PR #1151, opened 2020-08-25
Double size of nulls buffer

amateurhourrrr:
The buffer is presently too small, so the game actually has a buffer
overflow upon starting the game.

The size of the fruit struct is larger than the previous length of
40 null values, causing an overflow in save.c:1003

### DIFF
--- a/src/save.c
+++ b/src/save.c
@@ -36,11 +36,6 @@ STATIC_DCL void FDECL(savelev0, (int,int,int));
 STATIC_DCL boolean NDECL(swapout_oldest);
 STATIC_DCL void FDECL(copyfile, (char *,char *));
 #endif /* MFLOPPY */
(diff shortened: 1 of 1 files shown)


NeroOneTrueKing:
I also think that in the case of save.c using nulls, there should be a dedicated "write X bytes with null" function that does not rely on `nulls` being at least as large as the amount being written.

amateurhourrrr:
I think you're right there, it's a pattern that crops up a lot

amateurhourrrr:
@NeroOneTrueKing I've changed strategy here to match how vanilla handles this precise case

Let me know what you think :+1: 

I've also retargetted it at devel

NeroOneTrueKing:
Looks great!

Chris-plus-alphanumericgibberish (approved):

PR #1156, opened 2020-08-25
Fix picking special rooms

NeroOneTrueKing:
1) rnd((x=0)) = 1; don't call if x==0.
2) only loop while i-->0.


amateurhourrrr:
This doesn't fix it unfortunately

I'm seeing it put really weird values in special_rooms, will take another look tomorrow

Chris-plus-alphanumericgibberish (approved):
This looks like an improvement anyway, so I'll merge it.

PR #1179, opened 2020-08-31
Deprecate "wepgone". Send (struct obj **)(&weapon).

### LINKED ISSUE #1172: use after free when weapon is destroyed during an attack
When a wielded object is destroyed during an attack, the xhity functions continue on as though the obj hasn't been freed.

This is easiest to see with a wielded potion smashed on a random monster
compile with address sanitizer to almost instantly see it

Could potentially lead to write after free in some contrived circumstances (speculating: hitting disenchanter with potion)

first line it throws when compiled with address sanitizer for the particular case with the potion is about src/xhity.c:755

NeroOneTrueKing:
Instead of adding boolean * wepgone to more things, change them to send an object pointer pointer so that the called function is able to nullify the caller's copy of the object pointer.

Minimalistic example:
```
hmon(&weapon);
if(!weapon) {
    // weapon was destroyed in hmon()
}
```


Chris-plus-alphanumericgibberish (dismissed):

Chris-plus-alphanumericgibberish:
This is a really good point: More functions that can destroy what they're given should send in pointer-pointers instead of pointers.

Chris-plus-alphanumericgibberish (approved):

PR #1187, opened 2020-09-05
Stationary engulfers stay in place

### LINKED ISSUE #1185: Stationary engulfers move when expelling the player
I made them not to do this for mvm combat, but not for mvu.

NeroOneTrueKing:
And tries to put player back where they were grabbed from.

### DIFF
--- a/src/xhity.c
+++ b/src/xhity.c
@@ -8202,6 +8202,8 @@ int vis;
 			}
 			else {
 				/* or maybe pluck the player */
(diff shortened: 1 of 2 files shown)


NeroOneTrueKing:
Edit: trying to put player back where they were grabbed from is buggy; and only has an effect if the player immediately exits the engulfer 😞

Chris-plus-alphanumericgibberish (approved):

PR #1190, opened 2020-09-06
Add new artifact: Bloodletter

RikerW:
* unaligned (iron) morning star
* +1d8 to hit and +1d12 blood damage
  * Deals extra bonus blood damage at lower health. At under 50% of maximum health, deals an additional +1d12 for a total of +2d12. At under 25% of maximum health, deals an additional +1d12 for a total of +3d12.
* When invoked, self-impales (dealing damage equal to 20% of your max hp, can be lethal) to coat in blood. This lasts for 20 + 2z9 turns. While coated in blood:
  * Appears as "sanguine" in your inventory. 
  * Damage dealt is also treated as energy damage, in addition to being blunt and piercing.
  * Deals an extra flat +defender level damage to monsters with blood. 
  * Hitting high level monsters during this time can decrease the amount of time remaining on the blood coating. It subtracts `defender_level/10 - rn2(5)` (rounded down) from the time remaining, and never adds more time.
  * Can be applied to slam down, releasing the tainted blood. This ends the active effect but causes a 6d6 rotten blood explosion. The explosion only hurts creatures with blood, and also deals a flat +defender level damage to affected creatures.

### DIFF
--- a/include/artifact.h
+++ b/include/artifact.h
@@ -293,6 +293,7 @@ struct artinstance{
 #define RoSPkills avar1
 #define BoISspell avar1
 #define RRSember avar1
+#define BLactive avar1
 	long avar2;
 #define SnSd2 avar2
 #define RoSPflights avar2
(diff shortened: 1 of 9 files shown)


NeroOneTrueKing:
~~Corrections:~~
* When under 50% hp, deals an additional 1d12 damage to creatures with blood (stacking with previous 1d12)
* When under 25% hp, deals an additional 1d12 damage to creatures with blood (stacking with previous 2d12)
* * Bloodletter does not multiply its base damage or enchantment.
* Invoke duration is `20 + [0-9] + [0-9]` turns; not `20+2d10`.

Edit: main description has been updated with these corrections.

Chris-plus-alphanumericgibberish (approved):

__Problem description__. Print out the full listing above, word for word.

__Answer space__.
PR #1151, opened 2020-08-25
Double size of nulls buffer

amateurhourrrr:
The buffer is presently too small, so the game actually has a buffer
overflow upon starting the game.

The size of the fruit struct is larger than the previous length of
40 null values, causing an overflow in save.c:1003

### DIFF
--- a/src/save.c
+++ b/src/save.c
@@ -36,11 +36,6 @@ STATIC_DCL void FDECL(savelev0, (int,int,int));
 STATIC_DCL boolean NDECL(swapout_oldest);
 STATIC_DCL void FDECL(copyfile, (char *,char *));
 #endif /* MFLOPPY */
(diff shortened: 1 of 1 files shown)


NeroOneTrueKing:
I also think that in the case of save.c using nulls, there should be a dedicated "write X bytes with null" function that does not rely on `nulls` being at least as large as the amount being written.

amateurhourrrr:
I think you're right there, it's a pattern that crops up a lot

amateurhourrrr:
@NeroOneTrueKing I've changed strategy here to match how vanilla handles this precise case

Let me know what you think :+1: 

I've also retargetted it at devel

NeroOneTrueKing:
Looks great!

Chris-plus-alphanumericgibberish (approved):

PR #1156, opened 2020-08-25
Fix picking special rooms

NeroOneTrueKing:
1) rnd((x=0)) = 1; don't call if x==0.
2) only loop while i-->0.


amateurhourrrr:
This doesn't fix it unfortunately

I'm seeing it put really weird values in special_rooms, will take another look tomorrow

Chris-plus-alphanumericgibberish (approved):
This looks like an improvement anyway, so I'll merge it.

PR #1179, opened 2020-08-31
Deprecate "wepgone". Send (struct obj **)(&weapon).

### LINKED ISSUE #1172: use after free when weapon is destroyed during an attack
When a wielded object is destroyed during an attack, the xhity functions continue on as though the obj hasn't been freed.

This is easiest to see with a wielded potion smashed on a random monster
compile with address sanitizer to almost instantly see it

Could potentially lead to write after free in some contrived circumstances (speculating: hitting disenchanter with potion)

first line it throws when compiled with address sanitizer for the particular case with the potion is about src/xhity.c:755

NeroOneTrueKing:
Instead of adding boolean * wepgone to more things, change them to send an object pointer pointer so that the called function is able to nullify the caller's copy of the object pointer.

Minimalistic example:
```
hmon(&weapon);
if(!weapon) {
    // weapon was destroyed in hmon()
}
```


Chris-plus-alphanumericgibberish (dismissed):

Chris-plus-alphanumericgibberish:
This is a really good point: More functions that can destroy what they're given should send in pointer-pointers instead of pointers.

Chris-plus-alphanumericgibberish (approved):

PR #1187, opened 2020-09-05
Stationary engulfers stay in place

### LINKED ISSUE #1185: Stationary engulfers move when expelling the player
I made them not to do this for mvm combat, but not for mvu.

NeroOneTrueKing:
And tries to put player back where they were grabbed from.

### DIFF
--- a/src/xhity.c
+++ b/src/xhity.c
@@ -8202,6 +8202,8 @@ int vis;
 			}
 			else {
 				/* or maybe pluck the player */
(diff shortened: 1 of 2 files shown)


NeroOneTrueKing:
Edit: trying to put player back where they were grabbed from is buggy; and only has an effect if the player immediately exits the engulfer 😞

Chris-plus-alphanumericgibberish (approved):

PR #1190, opened 2020-09-06
Add new artifact: Bloodletter

RikerW:
* unaligned (iron) morning star
* +1d8 to hit and +1d12 blood damage
  * Deals extra bonus blood damage at lower health. At under 50% of maximum health, deals an additional +1d12 for a total of +2d12. At under 25% of maximum health, deals an additional +1d12 for a total of +3d12.
* When invoked, self-impales (dealing damage equal to 20% of your max hp, can be lethal) to coat in blood. This lasts for 20 + 2z9 turns. While coated in blood:
  * Appears as "sanguine" in your inventory. 
  * Damage dealt is also treated as energy damage, in addition to being blunt and piercing.
  * Deals an extra flat +defender level damage to monsters with blood. 
  * Hitting high level monsters during this time can decrease the amount of time remaining on the blood coating. It subtracts `defender_level/10 - rn2(5)` (rounded down) from the time remaining, and never adds more time.
  * Can be applied to slam down, releasing the tainted blood. This ends the active effect but causes a 6d6 rotten blood explosion. The explosion only hurts creatures with blood, and also deals a flat +defender level damage to affected creatures.

### DIFF
--- a/include/artifact.h
+++ b/include/artifact.h
@@ -293,6 +293,7 @@ struct artinstance{
 #define RoSPkills avar1
 #define BoISspell avar1
 #define RRSember avar1
+#define BLactive avar1
 	long avar2;
 #define SnSd2 avar2
 #define RoSPflights avar2
(diff shortened: 1 of 9 files shown)


NeroOneTrueKing:
~~Corrections:~~
* When under 50% hp, deals an additional 1d12 damage to creatures with blood (stacking with previous 1d12)
* When under 25% hp, deals an additional 1d12 damage to creatures with blood (stacking with previous 2d12)
* * Bloodletter does not multiply its base damage or enchantment.
* Invoke duration is `20 + [0-9] + [0-9]` turns; not `20+2d10`.

Edit: main description has been updated with these corrections.

Chris-plus-alphanumericgibberish (approved):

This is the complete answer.